[Stored items]

▼

Issue #8479, opened 2025-03-24
dnsmasq: ra-params template issue


Monviech:
**Important notices**

Before you add a new report, we ask you kindly to acknowledge the following:

- [x] I have read the contributing guide lines at https://github.com/opnsense/core/blob/master/CONTRIBUTING.md
- [x] I am convinced that my issue is new after having checked both open and closed issues at https://github.com/opnsense/core/issues?q=is%3Aissue

**Describe the bug**

Right now, `ra_param` uses `constructor` in the template to add the mandatory interface to the option:

`--ra-param=<interface>,[mtu:<integer>|<interface>|off,][high,|low,]<ra-interval>[,<router lifetime>]`

Though, if you don't want to use the constructor and set the range statically while slaac is enabled, this will make the template fail because constructor is not defined.

**Expected behavior**

Router Advertisements can be enabled with and without constructor without failing the template.

or

constructor is a requirement for RA, the man page always uses constructor in all RA examples too.

**Proposed Fix**

Add validation that constructor is mandatory when setting an RA mode.

PR #8482, opened 2025-03-25
dnsmasq: Require interface when ra_mode is selected due to ra-param interface requirement.

Monviech:
There were a few choices how to solve this, but this seemed to be the best in my opinion:

- Constructor is not a requirement for using RA now, as you can also use SLAAC with static IPv6 e.g. ``2003:aaaa:bbbb:cc00::`` without using a constructor, if you do not want to set a GUA on the interface.
- ``Default`` ra_mode with enable_ra does not use custom ra_params, but use implicit global defaults from enable_ra
- When a custom ra_mode is selected, the interface becomes a requirement, but thats how SLAAC works anyway, it must use an interface.

This prevents any new checkboxes or type selectpickers from being introduced.

Validation prevents misconfiguration and style visibility hides options automatically that are not executed in the template for the current choice.

Fixes: https://github.com/opnsense/core/issues/8479

### DIFF
--- a/src/opnsense/mvc/app/controllers/OPNsense/Dnsmasq/forms/dialogDHCPrange.xml
+++ b/src/opnsense/mvc/app/controllers/OPNsense/Dnsmasq/forms/dialogDHCPrange.xml
@@ -28,7 +28,7 @@
         <label>Constructor</label>
         <type>dropdown</type>
         <style>selectpicker</style>
-        <help>Interface to use to calculate a DHCPv6 and/or RA range. Start address can then be specified as a suffix (e.g. ::, ::1 or ::400).</help>
+        <help>Interface to use to calculate a DHCPv6 or RA range. Start address can then be specified as a suffix (e.g. ::, ::1 or ::400).</help>
         <grid_view>
             <visible>false</visible>
         </grid_view>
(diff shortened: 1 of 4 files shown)


src/opnsense/mvc/app/controllers/OPNsense/Dnsmasq/forms/dialogDHCPrange.xml
```diff
@@ -27,8 +27,8 @@
         <id>range.constructor</id>
         <label>Constructor</label>
         <type>dropdown</type>
-        <style>selectpicker style_dhcpv6</style>
-        <help>Interface to use to calculate the proper range, when selected, a range may be specified as a suffix (e.g. ::1, ::400)</help>
+        <style>selectpicker</style>
+        <help>Interface to use to calculate a DHCPv6 and/or RA range. Start address can then be specified as a suffix (e.g. ::, ::1 or ::400).</help>
```
fichtner, line 31:
```suggestion
        <help>Interface to use to calculate a DHCPv6 or RA range. Start address can then be specified as a suffix (e.g. ::, ::1 or ::400).</help>
```

src/opnsense/mvc/app/models/OPNsense/Dnsmasq/Dnsmasq.php
```diff
@@ -194,6 +203,7 @@ public function performValidation($validateFullModel = false)
                     );
                 }
             }
+
```
fichtner, line 206:
```suggestion
```

fichtner (approved):
ok minus comments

▲

Work request ->
Transcribe all of the data above, character for character.

Answer to the exercise ->
Issue #8479, opened 2025-03-24
dnsmasq: ra-params template issue


Monviech:
**Important notices**

Before you add a new report, we ask you kindly to acknowledge the following:

- [x] I have read the contributing guide lines at https://github.com/opnsense/core/blob/master/CONTRIBUTING.md
- [x] I am convinced that my issue is new after having checked both open and closed issues at https://github.com/opnsense/core/issues?q=is%3Aissue

**Describe the bug**

Right now, `ra_param` uses `constructor` in the template to add the mandatory interface to the option:

`--ra-param=<interface>,[mtu:<integer>|<interface>|off,][high,|low,]<ra-interval>[,<router lifetime>]`

Though, if you don't want to use the constructor and set the range statically while slaac is enabled, this will make the template fail because constructor is not defined.

**Expected behavior**

Router Advertisements can be enabled with and without constructor without failing the template.

or

constructor is a requirement for RA, the man page always uses constructor in all RA examples too.

**Proposed Fix**

Add validation that constructor is mandatory when setting an RA mode.

PR #8482, opened 2025-03-25
dnsmasq: Require interface when ra_mode is selected due to ra-param interface requirement.

Monviech:
There were a few choices how to solve this, but this seemed to be the best in my opinion:

- Constructor is not a requirement for using RA now, as you can also use SLAAC with static IPv6 e.g. ``2003:aaaa:bbbb:cc00::`` without using a constructor, if you do not want to set a GUA on the interface.
- ``Default`` ra_mode with enable_ra does not use custom ra_params, but use implicit global defaults from enable_ra
- When a custom ra_mode is selected, the interface becomes a requirement, but thats how SLAAC works anyway, it must use an interface.

This prevents any new checkboxes or type selectpickers from being introduced.

Validation prevents misconfiguration and style visibility hides options automatically that are not executed in the template for the current choice.

Fixes: https://github.com/opnsense/core/issues/8479

### DIFF
--- a/src/opnsense/mvc/app/controllers/OPNsense/Dnsmasq/forms/dialogDHCPrange.xml
+++ b/src/opnsense/mvc/app/controllers/OPNsense/Dnsmasq/forms/dialogDHCPrange.xml
@@ -28,7 +28,7 @@
         <label>Constructor</label>
         <type>dropdown</type>
         <style>selectpicker</style>
-        <help>Interface to use to calculate a DHCPv6 and/or RA range. Start address can then be specified as a suffix (e.g. ::, ::1 or ::400).</help>
+        <help>Interface to use to calculate a DHCPv6 or RA range. Start address can then be specified as a suffix (e.g. ::, ::1 or ::400).</help>
         <grid_view>
             <visible>false</visible>
         </grid_view>
(diff shortened: 1 of 4 files shown)


src/opnsense/mvc/app/controllers/OPNsense/Dnsmasq/forms/dialogDHCPrange.xml
```diff
@@ -27,8 +27,8 @@
         <id>range.constructor</id>
         <label>Constructor</label>
         <type>dropdown</type>
-        <style>selectpicker style_dhcpv6</style>
-        <help>Interface to use to calculate the proper range, when selected, a range may be specified as a suffix (e.g. ::1, ::400)</help>
+        <style>selectpicker</style>
+        <help>Interface to use to calculate a DHCPv6 and/or RA range. Start address can then be specified as a suffix (e.g. ::, ::1 or ::400).</help>
```
fichtner, line 31:
```suggestion
        <help>Interface to use to calculate a DHCPv6 or RA range. Start address can then be specified as a suffix (e.g. ::, ::1 or ::400).</help>
```

src/opnsense/mvc/app/models/OPNsense/Dnsmasq/Dnsmasq.php
```diff
@@ -194,6 +203,7 @@ public function performValidation($validateFullModel = false)
                     );
                 }
             }
+
```
fichtner, line 206:
```suggestion
```

fichtner (approved):
ok minus comments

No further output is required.